Dal 1991 il territorio amatriciano, per le straordinarie peculiarità paesaggistiche che lo contraddistinguono , è stato incluso nel Parco nazionale del Gran Sasso e Monti della Laga ed è pertanto zona protetta.

 

NOTIZIE STORICHE

Reperti archeologici dimostrano che il territorio amatriciano fu abitato dall'uomo sin dall'età preistorica. La vicinanza al tracciato dell'antica via Salaria favorì lo sviluppo di insediamenti già in epoca preromana.

Tutta la zona attualmente occupata dal Comune di Amatrice era chiamata anticamente Summa Villarum. Resti di edifici e tombe di epoca romana sono stati rinvenuti in diverse zone del territorio.

Nei secoli XIV e XV Amatrice è in continua lotta con le città e i castelli circostanti, per questioni di confine e di prestigio: sono rimasti famosi i conflitti con Norcia, Arquata e L'Aquila.

Tradizionale alleata di Amatrice fu, invece, la città di Ascoli.

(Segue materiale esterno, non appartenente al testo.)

Issue #8577, opened 2021-11-02
Add lesson_id context when initializing logging session in ContentPage


rtibbles:
## Expected behavior
* The progress tracking API allows setting a `lesson_id` in addition to the `node_id` in order to set a more detailed context for the session
* This should be set within the ContentPage, possibly in conjunction with setting the appropriate `back` arrow behaviour as described in https://github.com/learningequality/kolibri/issues/8512
* If the lesson_id is encoded in a query parameter, then it can be used to set the lessonId computed prop https://github.com/learningequality/kolibri/blob/release-v0.15.x/kolibri/plugins/learn/assets/src/views/ContentPage.vue#L141 (instead of the current URL params that will never be defined).

## User-facing consequences
None at the moment, but this would give us better insight into the use of the lesson functionality in synced data.

rtibbles:
Fixed in #8588

PR #8588, opened 2021-11-03
Fix back button in LearnImmersiveLayout

### LINKED ISSUE #8512: Back button in LearnImmersiveLayout is Broken
The back button in the learn immersive layout page is not working as expected 

When the previous page is the library page, the back button returns to the topics browser page

From other pages, the back button either does nothing or results in an `Avoided redundant navigation to current location` error

marcellamaki:
## Summary
When leaving content renderer, back button should correctly revert to home, lesson, library, topic, or bookmarks page. 

## References
Fixes #8512

## Reviewer guidance
I tried to use `last` and `prevContext` to account for both the previous page name and the previous page params, rather than having many conditions trying to match up with page names, but I'm not sure if this is more confusing, since it's less explicit.

Any scenarios this doesn't account for?

----

## Testing checklist

## PR process

## Reviewer checklist

- PR is fully functional
- Documentation is updated

### DIFF
--- a/kolibri/plugins/learn/assets/src/utils/genContentLink.js
+++ b/kolibri/plugins/learn/assets/src/utils/genContentLink.js
@@ -1,8 +1,10 @@
 import { PageNames } from '../constants';
 
-export default function genContentLink(id, isLeaf) {
+// previous context allows to pass in ids or params from the last route
+export default function genContentLink(id, isLeaf, last, prevContext) {
   return {
     name: isLeaf ? PageNames.TOPICS_CONTENT : PageNames.TOPICS_TOPIC,
     params: { id },
+    query: { last: last, prevContext },
   };
 }
--- a/kolibri/plugins/learn/assets/src/views/HybridLearningCardGrid.vue
+++ b/kolibri/plugins/learn/assets/src/views/HybridLearningCardGrid.vue
@@ -18,7 +18,7 @@
           :isLeaf="content.is_leaf"
           :progress="content.progress_fraction || 0"
           :numCoachContents="content.num_coach_contents"
-          :link="genContentLink(content.id, content.is_leaf, backRoute)"
+          :link="genContentLink(content.id, content.is_leaf, backRoute, context)"
           :contentId="content.content_id"
           :copiesCount="content.copies_count"
           :description="content.description"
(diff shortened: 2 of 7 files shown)


kolibri/plugins/learn/assets/src/views/HybridLearningCardGrid.vue
```diff
@@ -79,7 +79,7 @@
       :isLeaf="content.is_leaf"
       :progress="content.progress_fraction || 0"
       :numCoachContents="content.num_coach_contents"
-      :link="genContentLink(content.id, content.is_leaf)"
+      :link="genContentLink(content.id, content.is_leaf, backRoute)"
```
rtibbles: Why is the `genContentLink` above passed the context, but this one isn't?

kolibri/plugins/learn/assets/src/utils/genContentLink.js
```diff
@@ -1,8 +1,10 @@
 import { PageNames } from '../constants';
 
-export default function genContentLink(id, isLeaf) {
+// previous context allows to pass in ids or params from the last route
+export default function genContentLink(id, isLeaf, last, prevContext) {
   return {
     name: isLeaf ? PageNames.TOPICS_CONTENT : PageNames.TOPICS_TOPIC,
     params: { id },
+    query: { last: last, prevContext },
```
rtibbles, line 8: How does the `prevContext` object get encoded into the URL? I assume it's fine?

rtibbles (commented):
Haven't tested, and while I share your aesthetic disregard for the lack of specificity, this seems like the simplest way for now.

One argument for making it more explicit would be for resolving this: https://github.com/learningequality/kolibri/issues/8577 so we have a canonical source of truth on the content page about the context it was loaded from.

kolibri/plugins/learn/assets/src/utils/genContentLink.js
marcellamaki: That's an oversight -- I've now added encoding

kolibri/plugins/learn/assets/src/views/HybridLearningCardGrid.vue
marcellamaki: It's an optional param. i.e. library page does not need it, but since the lessons cards _do_ since their route requires a specific classid and lessonid, it is passed there. Maybe I can name it something clearer...

rtibbles: I think would be good to just always pass it for consistency - means that we won't get bitten in the behind in future when we decide we need to pass context from the library page (like the search term that someone arrived at the content from) and we can't understand why the context is missing.

rtibbles (approved):

PR #8592, opened 2021-11-04
Resolve missing kind preventing successful sync of quiz logs and quieter sync logging

### LINKED ISSUE #8394: noisy syncing logs
## Observed behavior

when devices are auto-syncing, both the source and target device get a lot of repetitive information written to the logs:

image

## Expected behavior

If possible, these should be made quieter - maybe one line for each attempted sync?

## User-facing consequences

This could make it more difficult for users (and us) to find important information like errors in the logs, and could also cause log file sizes to grow very large

## Context

latest `develop`

bjester:
## Summary

- Updates logging API to set `kind` for `ContentSessionLog`
- Adds minimum length validator to some non-blank char fields to ensure they're not blank
- Reduces log messaging originating from sync

## References

Addresses @pcenov's [comment](https://github.com/learningequality/kolibri/pull/8527#issuecomment-956380573)
Resolves https://github.com/learningequality/kolibri/issues/8394

## Reviewer guidance

…

----

## Testing checklist

## PR process

## Reviewer checklist

- PR is fully functional
- Documentation is updated


rtibbles (approved):
Code changes look good - seems like Django is not entirely convinced that the migration for the logger app exists? Possible it's some weird Py2/3 discrepancy, so maybe try rerunning makemigrations with Python 2 and see if anything different pops up?

bjester:
@rtibbles I didn't think it needed a migration, and thought I would see a warning running tests if it did, so I didn't initially commit a migration :+1:

rtibbles:
Ah - gotcha! Yeah, Django likes to add a migration for any model change, regardless of whether it actually affects the DB or not.

pcenov:
Hi @bjester, while testing this I noticed that only the first part of my comment is fixed with this PR namely a Coach is now able to see the scores of a learner and any questions answered.
At the same time my second point is still valid:  I imported a full 0.14 facility to a 0.15 one and synced it. When I go to check the scores of a learner as a Coach the page with the quiz scores is not displayed and there's an error in the console: `Uncaught (in promise) TypeError: currentAttempt.interaction_history.filter is not a function`:

rtibbles:
@bjester - weird that interaction history is not an array, but perhaps we can coerce that in the API request, in the case that it is falsy for some reason?

bjester:
Thanks for testing @pcenov! What instance was the quiz completed on? And what instance did you check the result as the Coach? I should have noted in the prior PR that we didn't make the quiz results compatible with older versions, so if the quiz was completed on 0.15 then I wouldn't expect it to show up correctly in 0.14, but the other way around should work appropriately

pcenov:
The quiz was completed on the 14.7 instance which was then imported in 0.15 where I was subsequently checking the results. So yeah, it seems that there is an issue indeed.

bjester:
Okay yes that sounds like a bug. I will investigate.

Gli amatriciani presero parte, a fianco delle milizie comandate da Braccio Fortebraccio da Montone al lungo assedio dell'Aquila e alla battaglia finale del giugno 1424, che segnò la sconfitta di Braccio morto sul campo. Il sovrano aragonese Ferdinando, sedata la rivolta dei Baroni nel 1485, nell'anno seguente ricompensò Amatrice, concedendole il privilegio di battere moneta con il motto Fidelis Amatrix.

Tuttavia nel febbraio 1529, dopo un'eroica resistenza, Amatrice venne riconquistata e messa a ferro e fuoco da Filiberto di Chalon, generale di Carlo V, Imperatore d’ Asburgo. Per punire la ribellione, Carlo V diede lo Stato di Amatrice in feudo ad un suo capitano, Alessandro Vitelli.

Successivamente, pur facendo sempre parte del Regno di Napoli, Amatrice, tra il 1582 e il 1692, passò sotto il dominio di un ramo degli Orsini e in seguito dei Medici di Firenze, che la conservarono fino al 1737; infine nel 1759 il feudo entrò a far parte dei domini personali del re di Napoli.

Nel 1639 Amatrice e le sue Frazioni dette ville summatine furono gravemente danneggiate dal terribile terremoto dei giorni 7, 14 e 17 ottobre; in tale circostanza caddero buona parte del palazzo degli Orsini, e la gran parte delle case e delle chiese.

Successivi terremoti si verificarono nel 1672, 1703 e 1730. Nell'ottobre 1826 ci fu una violenta alluvione del fiume Tronto in cui perirono numerosi abitanti della frazione di San Lorenzo.

Negli decenni che precedettero l'unità d'Italia, molti amatriciani presero parte attiva ai vari moti rivoluzionari ( anni 1814, 1820, 1831, 1848, 1860 ); tra tutti spicca la figura dell'insigne patriota Pier Silvestro Leopardi.

Con l'unità d'Italia Amatrice fu inserita nell'Abruzzo e quindi nella provincia de L’Aquila e solo nel 1927, con la creazione della provincia di Rieti, la cittadina entrò a far parte dell'Alto Lazio.